Brief
The response should hold each line from the entries below where "self" is found.

(Items from a dataset)

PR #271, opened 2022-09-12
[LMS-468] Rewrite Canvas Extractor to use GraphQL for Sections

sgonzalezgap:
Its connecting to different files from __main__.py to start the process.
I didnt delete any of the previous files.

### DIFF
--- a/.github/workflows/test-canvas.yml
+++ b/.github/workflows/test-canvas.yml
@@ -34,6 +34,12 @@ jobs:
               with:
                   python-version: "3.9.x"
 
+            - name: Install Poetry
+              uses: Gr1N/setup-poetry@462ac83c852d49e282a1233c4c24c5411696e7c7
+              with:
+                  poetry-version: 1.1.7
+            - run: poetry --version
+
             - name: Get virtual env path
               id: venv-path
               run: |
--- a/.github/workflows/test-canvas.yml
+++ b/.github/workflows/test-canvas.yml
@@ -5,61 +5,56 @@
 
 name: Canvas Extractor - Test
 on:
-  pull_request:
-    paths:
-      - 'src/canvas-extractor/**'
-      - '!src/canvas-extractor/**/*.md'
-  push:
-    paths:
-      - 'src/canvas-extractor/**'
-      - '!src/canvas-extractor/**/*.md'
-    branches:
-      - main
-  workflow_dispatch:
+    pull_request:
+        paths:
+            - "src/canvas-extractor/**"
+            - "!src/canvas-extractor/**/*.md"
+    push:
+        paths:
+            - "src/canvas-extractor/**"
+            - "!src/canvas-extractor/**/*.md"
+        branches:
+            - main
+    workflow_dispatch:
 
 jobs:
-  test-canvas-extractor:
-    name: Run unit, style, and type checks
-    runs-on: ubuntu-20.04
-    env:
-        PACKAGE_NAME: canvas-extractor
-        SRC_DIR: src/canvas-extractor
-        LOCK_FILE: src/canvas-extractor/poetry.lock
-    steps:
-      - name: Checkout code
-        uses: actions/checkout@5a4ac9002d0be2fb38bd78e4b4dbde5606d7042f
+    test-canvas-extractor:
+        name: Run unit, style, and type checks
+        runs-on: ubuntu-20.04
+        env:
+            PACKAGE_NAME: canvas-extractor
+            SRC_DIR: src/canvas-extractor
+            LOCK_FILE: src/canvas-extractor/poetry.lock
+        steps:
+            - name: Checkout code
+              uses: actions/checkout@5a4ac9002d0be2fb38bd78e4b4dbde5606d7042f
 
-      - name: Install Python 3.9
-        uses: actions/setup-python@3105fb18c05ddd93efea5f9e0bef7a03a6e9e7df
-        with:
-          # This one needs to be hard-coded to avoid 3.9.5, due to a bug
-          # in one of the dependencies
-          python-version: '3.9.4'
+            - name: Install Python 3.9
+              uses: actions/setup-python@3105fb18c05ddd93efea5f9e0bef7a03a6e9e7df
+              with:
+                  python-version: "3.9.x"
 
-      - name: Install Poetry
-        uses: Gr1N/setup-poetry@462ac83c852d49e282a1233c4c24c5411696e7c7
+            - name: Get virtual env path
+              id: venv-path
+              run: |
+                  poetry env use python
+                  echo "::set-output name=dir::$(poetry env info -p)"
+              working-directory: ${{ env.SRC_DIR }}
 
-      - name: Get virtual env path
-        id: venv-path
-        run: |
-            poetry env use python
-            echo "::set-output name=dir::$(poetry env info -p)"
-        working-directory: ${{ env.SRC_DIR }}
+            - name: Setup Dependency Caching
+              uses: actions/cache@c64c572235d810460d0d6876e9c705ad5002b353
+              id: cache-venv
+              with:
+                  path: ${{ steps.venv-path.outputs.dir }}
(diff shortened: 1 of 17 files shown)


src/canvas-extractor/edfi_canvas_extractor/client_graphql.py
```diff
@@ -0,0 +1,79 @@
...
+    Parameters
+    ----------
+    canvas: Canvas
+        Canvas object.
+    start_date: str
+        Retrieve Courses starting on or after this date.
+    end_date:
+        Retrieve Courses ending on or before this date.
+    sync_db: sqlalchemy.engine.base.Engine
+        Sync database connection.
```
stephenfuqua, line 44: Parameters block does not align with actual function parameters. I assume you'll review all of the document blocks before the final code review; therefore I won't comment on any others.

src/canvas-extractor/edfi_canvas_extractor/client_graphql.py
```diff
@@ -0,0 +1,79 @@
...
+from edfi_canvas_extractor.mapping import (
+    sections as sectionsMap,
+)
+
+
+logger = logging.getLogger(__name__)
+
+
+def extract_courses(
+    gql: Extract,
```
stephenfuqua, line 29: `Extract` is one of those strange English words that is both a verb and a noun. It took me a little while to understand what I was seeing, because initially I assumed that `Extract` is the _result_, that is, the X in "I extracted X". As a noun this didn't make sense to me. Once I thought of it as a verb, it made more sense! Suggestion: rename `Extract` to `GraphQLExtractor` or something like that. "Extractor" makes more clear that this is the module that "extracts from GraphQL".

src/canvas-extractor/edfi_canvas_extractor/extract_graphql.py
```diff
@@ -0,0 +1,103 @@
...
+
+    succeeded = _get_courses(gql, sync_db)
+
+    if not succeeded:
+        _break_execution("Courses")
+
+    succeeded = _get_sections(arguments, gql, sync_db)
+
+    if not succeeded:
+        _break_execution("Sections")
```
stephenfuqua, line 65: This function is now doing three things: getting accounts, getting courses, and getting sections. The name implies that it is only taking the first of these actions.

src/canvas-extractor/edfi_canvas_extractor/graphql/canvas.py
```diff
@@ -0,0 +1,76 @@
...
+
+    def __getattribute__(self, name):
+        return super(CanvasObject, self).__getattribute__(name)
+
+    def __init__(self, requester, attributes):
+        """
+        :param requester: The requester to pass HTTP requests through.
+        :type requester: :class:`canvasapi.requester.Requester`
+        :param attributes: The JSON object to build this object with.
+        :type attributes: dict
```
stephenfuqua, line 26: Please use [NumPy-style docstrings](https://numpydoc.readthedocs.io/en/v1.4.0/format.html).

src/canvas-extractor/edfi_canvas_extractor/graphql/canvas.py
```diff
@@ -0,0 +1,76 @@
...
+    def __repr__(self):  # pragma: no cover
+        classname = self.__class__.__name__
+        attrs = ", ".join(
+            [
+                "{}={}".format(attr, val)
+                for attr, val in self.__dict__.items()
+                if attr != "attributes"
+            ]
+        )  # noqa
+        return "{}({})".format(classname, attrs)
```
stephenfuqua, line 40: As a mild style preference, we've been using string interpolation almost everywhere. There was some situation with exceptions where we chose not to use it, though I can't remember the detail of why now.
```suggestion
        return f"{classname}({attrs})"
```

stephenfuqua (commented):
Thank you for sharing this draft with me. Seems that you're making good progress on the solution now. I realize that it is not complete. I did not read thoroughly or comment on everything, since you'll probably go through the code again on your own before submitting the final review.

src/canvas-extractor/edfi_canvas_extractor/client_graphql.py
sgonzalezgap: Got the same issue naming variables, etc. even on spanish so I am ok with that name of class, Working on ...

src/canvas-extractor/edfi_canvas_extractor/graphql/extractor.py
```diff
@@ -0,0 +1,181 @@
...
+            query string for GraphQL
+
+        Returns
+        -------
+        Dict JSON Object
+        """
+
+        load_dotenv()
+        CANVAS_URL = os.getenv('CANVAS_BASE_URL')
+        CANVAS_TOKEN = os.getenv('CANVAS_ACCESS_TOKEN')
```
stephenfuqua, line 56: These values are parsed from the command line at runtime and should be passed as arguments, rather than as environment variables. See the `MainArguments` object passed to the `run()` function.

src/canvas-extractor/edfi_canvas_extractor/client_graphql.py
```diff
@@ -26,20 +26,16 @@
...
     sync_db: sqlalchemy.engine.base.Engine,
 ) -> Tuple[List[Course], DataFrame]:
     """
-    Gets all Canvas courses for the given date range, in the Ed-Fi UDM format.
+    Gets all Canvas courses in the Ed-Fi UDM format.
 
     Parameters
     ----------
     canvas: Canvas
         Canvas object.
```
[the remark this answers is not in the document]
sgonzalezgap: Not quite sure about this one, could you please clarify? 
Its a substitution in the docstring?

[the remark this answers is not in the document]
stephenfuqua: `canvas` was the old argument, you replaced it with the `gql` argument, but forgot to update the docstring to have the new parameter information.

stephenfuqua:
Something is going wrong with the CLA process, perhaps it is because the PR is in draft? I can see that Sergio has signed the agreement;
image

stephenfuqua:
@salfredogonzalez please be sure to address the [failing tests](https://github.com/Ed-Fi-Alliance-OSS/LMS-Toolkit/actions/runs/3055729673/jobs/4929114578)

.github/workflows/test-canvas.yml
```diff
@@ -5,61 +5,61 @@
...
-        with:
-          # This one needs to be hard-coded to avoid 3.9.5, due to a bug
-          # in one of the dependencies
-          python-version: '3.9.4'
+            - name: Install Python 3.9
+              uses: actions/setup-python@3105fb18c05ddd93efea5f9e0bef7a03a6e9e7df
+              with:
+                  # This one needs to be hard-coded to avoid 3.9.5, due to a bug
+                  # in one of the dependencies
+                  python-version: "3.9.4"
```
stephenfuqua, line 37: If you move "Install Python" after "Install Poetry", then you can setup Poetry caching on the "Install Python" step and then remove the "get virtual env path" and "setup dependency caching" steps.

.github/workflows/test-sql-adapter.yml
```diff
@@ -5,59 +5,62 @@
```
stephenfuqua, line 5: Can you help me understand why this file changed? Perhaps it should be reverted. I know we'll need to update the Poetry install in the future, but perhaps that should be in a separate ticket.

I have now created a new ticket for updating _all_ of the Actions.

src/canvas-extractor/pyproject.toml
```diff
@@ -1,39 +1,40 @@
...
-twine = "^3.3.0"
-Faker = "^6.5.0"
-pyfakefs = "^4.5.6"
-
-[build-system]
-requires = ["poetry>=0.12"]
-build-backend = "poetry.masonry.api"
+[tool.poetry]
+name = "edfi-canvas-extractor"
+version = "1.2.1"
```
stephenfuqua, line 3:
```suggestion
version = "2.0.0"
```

Written response
+    def __getattribute__(self, name):
+        return super(CanvasObject, self).__getattribute__(name)
+    def __init__(self, requester, attributes):
+    def __repr__(self):  # pragma: no cover
+        classname = self.__class__.__name__
+                for attr, val in self.__dict__.items()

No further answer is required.